**WHAT THE TASK REQUIRES:** Would you filter these records and copy every line that has the word "minDepth"?

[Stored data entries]
************
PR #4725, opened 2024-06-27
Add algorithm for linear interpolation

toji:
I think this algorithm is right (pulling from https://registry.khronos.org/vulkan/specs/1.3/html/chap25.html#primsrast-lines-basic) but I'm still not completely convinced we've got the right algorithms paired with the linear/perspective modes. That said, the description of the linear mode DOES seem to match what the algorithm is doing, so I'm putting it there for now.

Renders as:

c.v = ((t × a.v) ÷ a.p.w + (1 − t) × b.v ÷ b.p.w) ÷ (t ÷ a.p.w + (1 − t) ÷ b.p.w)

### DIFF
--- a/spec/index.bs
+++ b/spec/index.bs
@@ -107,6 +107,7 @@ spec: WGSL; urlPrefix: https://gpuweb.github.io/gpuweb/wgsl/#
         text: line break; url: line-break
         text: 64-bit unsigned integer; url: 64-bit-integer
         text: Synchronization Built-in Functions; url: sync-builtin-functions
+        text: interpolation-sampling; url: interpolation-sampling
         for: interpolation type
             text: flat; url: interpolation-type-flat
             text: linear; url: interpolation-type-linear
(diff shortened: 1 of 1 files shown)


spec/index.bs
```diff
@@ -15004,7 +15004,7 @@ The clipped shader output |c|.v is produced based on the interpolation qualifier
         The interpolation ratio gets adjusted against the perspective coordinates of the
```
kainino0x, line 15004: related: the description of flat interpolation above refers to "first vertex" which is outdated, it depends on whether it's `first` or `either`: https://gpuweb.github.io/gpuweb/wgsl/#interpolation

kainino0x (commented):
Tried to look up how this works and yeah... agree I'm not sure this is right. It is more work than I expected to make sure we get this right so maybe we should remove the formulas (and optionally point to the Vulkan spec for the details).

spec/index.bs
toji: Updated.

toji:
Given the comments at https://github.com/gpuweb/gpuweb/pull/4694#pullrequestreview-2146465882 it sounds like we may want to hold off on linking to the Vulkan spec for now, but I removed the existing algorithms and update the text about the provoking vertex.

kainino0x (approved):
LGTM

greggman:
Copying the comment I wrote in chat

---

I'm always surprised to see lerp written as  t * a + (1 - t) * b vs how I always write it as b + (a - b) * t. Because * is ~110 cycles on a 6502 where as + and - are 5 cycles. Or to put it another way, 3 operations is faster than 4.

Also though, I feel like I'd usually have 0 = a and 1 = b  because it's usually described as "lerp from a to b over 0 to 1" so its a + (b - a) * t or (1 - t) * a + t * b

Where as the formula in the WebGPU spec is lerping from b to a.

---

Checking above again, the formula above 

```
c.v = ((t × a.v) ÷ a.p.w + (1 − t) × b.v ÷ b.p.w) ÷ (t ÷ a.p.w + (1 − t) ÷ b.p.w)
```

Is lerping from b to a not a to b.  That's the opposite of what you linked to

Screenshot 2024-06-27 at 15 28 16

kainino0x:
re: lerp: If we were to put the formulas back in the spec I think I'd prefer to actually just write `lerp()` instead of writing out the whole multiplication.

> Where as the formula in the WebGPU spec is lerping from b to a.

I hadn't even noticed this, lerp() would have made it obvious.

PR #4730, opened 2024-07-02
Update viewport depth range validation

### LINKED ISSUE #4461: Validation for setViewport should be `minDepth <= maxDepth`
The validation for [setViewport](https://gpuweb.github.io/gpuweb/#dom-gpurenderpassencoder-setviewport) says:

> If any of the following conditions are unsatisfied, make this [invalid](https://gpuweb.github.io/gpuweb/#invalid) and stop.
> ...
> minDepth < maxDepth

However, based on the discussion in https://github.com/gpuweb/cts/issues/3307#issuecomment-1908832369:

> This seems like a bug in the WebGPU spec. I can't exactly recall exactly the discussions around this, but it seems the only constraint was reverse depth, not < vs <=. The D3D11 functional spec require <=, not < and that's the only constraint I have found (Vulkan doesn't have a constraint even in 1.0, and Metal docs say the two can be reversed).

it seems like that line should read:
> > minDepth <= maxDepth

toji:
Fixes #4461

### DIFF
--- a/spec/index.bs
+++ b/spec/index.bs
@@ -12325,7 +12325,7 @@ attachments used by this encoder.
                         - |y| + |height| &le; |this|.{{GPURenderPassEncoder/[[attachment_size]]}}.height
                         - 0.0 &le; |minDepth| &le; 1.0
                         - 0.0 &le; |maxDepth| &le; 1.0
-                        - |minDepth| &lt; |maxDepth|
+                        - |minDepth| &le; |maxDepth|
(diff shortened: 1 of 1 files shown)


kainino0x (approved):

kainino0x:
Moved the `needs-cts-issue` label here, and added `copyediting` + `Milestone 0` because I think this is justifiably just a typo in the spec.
************
**SOLVED PROBLEM:**
### LINKED ISSUE #4461: Validation for setViewport should be `minDepth <= maxDepth`
> minDepth < maxDepth
> > minDepth <= maxDepth
                         - 0.0 &le; |minDepth| &le; 1.0
-                        - |minDepth| &lt; |maxDepth|
+                        - |minDepth| &le; |maxDepth|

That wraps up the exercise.